(Extracted data entries)
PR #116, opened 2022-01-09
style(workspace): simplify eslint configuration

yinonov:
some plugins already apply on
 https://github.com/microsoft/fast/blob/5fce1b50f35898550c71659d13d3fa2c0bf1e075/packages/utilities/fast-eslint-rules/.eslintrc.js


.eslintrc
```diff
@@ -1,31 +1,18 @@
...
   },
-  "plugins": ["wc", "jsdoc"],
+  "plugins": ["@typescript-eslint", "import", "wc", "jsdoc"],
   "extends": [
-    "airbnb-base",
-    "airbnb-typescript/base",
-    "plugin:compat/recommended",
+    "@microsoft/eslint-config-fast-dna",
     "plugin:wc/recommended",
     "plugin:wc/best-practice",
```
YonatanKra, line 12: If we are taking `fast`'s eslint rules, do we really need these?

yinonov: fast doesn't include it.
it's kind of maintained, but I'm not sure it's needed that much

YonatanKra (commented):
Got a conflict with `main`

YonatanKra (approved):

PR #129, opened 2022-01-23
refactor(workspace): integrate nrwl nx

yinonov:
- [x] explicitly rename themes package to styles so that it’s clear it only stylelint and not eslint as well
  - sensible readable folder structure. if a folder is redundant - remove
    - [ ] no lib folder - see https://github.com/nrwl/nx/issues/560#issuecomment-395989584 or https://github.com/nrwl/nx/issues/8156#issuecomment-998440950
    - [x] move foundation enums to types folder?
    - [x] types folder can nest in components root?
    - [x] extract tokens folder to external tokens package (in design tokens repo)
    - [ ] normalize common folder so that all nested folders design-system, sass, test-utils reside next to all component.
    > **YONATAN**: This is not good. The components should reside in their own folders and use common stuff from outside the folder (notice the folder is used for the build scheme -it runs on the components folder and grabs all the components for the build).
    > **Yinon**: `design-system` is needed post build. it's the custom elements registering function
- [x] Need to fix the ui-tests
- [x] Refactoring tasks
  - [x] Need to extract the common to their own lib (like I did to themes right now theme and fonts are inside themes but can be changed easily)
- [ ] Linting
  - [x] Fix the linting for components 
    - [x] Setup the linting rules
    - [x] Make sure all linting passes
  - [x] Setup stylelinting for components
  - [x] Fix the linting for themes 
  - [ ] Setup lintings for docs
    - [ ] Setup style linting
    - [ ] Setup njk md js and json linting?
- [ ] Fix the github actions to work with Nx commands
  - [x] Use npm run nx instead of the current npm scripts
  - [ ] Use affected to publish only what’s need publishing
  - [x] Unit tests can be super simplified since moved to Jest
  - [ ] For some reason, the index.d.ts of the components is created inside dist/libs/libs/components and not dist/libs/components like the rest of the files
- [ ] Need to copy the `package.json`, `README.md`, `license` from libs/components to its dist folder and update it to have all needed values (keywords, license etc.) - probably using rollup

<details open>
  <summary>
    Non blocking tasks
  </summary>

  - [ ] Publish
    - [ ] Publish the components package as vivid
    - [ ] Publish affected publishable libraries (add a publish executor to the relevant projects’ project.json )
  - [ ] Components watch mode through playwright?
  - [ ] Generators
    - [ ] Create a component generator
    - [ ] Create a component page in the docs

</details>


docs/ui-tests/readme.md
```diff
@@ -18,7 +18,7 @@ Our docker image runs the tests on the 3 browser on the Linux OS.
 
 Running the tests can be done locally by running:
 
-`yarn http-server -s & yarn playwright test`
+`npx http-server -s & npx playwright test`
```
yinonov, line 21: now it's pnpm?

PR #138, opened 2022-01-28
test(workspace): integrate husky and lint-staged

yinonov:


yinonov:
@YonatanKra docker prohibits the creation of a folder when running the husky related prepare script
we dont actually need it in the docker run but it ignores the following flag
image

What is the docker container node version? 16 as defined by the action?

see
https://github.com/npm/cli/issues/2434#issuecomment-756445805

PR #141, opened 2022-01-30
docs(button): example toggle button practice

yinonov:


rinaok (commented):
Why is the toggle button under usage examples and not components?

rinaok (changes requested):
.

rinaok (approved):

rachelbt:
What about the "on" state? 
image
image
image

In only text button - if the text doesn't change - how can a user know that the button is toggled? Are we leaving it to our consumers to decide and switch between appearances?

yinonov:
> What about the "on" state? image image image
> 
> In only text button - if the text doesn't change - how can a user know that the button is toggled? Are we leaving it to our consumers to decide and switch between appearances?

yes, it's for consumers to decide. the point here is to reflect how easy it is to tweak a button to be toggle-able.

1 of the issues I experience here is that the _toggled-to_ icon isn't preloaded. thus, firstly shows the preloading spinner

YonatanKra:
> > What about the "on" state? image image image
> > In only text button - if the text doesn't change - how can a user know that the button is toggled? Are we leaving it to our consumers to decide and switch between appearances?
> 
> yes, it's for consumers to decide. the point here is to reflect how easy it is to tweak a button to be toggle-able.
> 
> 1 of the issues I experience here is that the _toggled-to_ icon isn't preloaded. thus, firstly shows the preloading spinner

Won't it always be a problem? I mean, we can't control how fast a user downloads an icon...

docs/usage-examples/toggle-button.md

WHAT IS BEING ASKED:
Write out the data above once more, exactly as it stands.

WORKED SOLUTION:
PR #116, opened 2022-01-09
style(workspace): simplify eslint configuration

yinonov:
some plugins already apply on
 https://github.com/microsoft/fast/blob/5fce1b50f35898550c71659d13d3fa2c0bf1e075/packages/utilities/fast-eslint-rules/.eslintrc.js


.eslintrc
```diff
@@ -1,31 +1,18 @@
...
   },
-  "plugins": ["wc", "jsdoc"],
+  "plugins": ["@typescript-eslint", "import", "wc", "jsdoc"],
   "extends": [
-    "airbnb-base",
-    "airbnb-typescript/base",
-    "plugin:compat/recommended",
+    "@microsoft/eslint-config-fast-dna",
     "plugin:wc/recommended",
     "plugin:wc/best-practice",
```
YonatanKra, line 12: If we are taking `fast`'s eslint rules, do we really need these?

yinonov: fast doesn't include it.
it's kind of maintained, but I'm not sure it's needed that much

YonatanKra (commented):
Got a conflict with `main`

YonatanKra (approved):

PR #129, opened 2022-01-23
refactor(workspace): integrate nrwl nx

yinonov:
- [x] explicitly rename themes package to styles so that it’s clear it only stylelint and not eslint as well
  - sensible readable folder structure. if a folder is redundant - remove
    - [ ] no lib folder - see https://github.com/nrwl/nx/issues/560#issuecomment-395989584 or https://github.com/nrwl/nx/issues/8156#issuecomment-998440950
    - [x] move foundation enums to types folder?
    - [x] types folder can nest in components root?
    - [x] extract tokens folder to external tokens package (in design tokens repo)
    - [ ] normalize common folder so that all nested folders design-system, sass, test-utils reside next to all component.
    > **YONATAN**: This is not good. The components should reside in their own folders and use common stuff from outside the folder (notice the folder is used for the build scheme -it runs on the components folder and grabs all the components for the build).
    > **Yinon**: `design-system` is needed post build. it's the custom elements registering function
- [x] Need to fix the ui-tests
- [x] Refactoring tasks
  - [x] Need to extract the common to their own lib (like I did to themes right now theme and fonts are inside themes but can be changed easily)
- [ ] Linting
  - [x] Fix the linting for components 
    - [x] Setup the linting rules
    - [x] Make sure all linting passes
  - [x] Setup stylelinting for components
  - [x] Fix the linting for themes 
  - [ ] Setup lintings for docs
    - [ ] Setup style linting
    - [ ] Setup njk md js and json linting?
- [ ] Fix the github actions to work with Nx commands
  - [x] Use npm run nx instead of the current npm scripts
  - [ ] Use affected to publish only what’s need publishing
  - [x] Unit tests can be super simplified since moved to Jest
  - [ ] For some reason, the index.d.ts of the components is created inside dist/libs/libs/components and not dist/libs/components like the rest of the files
- [ ] Need to copy the `package.json`, `README.md`, `license` from libs/components to its dist folder and update it to have all needed values (keywords, license etc.) - probably using rollup

<details open>
  <summary>
    Non blocking tasks
  </summary>

  - [ ] Publish
    - [ ] Publish the components package as vivid
    - [ ] Publish affected publishable libraries (add a publish executor to the relevant projects’ project.json )
  - [ ] Components watch mode through playwright?
  - [ ] Generators
    - [ ] Create a component generator
    - [ ] Create a component page in the docs

</details>


docs/ui-tests/readme.md
```diff
@@ -18,7 +18,7 @@ Our docker image runs the tests on the 3 browser on the Linux OS.
 
 Running the tests can be done locally by running:
 
-`yarn http-server -s & yarn playwright test`
+`npx http-server -s & npx playwright test`
```
yinonov, line 21: now it's pnpm?

PR #138, opened 2022-01-28
test(workspace): integrate husky and lint-staged

yinonov:


yinonov:
@YonatanKra docker prohibits the creation of a folder when running the husky related prepare script
we dont actually need it in the docker run but it ignores the following flag
image

What is the docker container node version? 16 as defined by the action?

see
https://github.com/npm/cli/issues/2434#issuecomment-756445805

PR #141, opened 2022-01-30
docs(button): example toggle button practice

yinonov:


rinaok (commented):
Why is the toggle button under usage examples and not components?

rinaok (changes requested):
.

rinaok (approved):

rachelbt:
What about the "on" state? 
image
image
image

In only text button - if the text doesn't change - how can a user know that the button is toggled? Are we leaving it to our consumers to decide and switch between appearances?

yinonov:
> What about the "on" state? image image image
> 
> In only text button - if the text doesn't change - how can a user know that the button is toggled? Are we leaving it to our consumers to decide and switch between appearances?

yes, it's for consumers to decide. the point here is to reflect how easy it is to tweak a button to be toggle-able.

1 of the issues I experience here is that the _toggled-to_ icon isn't preloaded. thus, firstly shows the preloading spinner

YonatanKra:
> > What about the "on" state? image image image
> > In only text button - if the text doesn't change - how can a user know that the button is toggled? Are we leaving it to our consumers to decide and switch between appearances?
> 
> yes, it's for consumers to decide. the point here is to reflect how easy it is to tweak a button to be toggle-able.
> 
> 1 of the issues I experience here is that the _toggled-to_ icon isn't preloaded. thus, firstly shows the preloading spinner

Won't it always be a problem? I mean, we can't control how fast a user downloads an icon...

docs/usage-examples/toggle-button.md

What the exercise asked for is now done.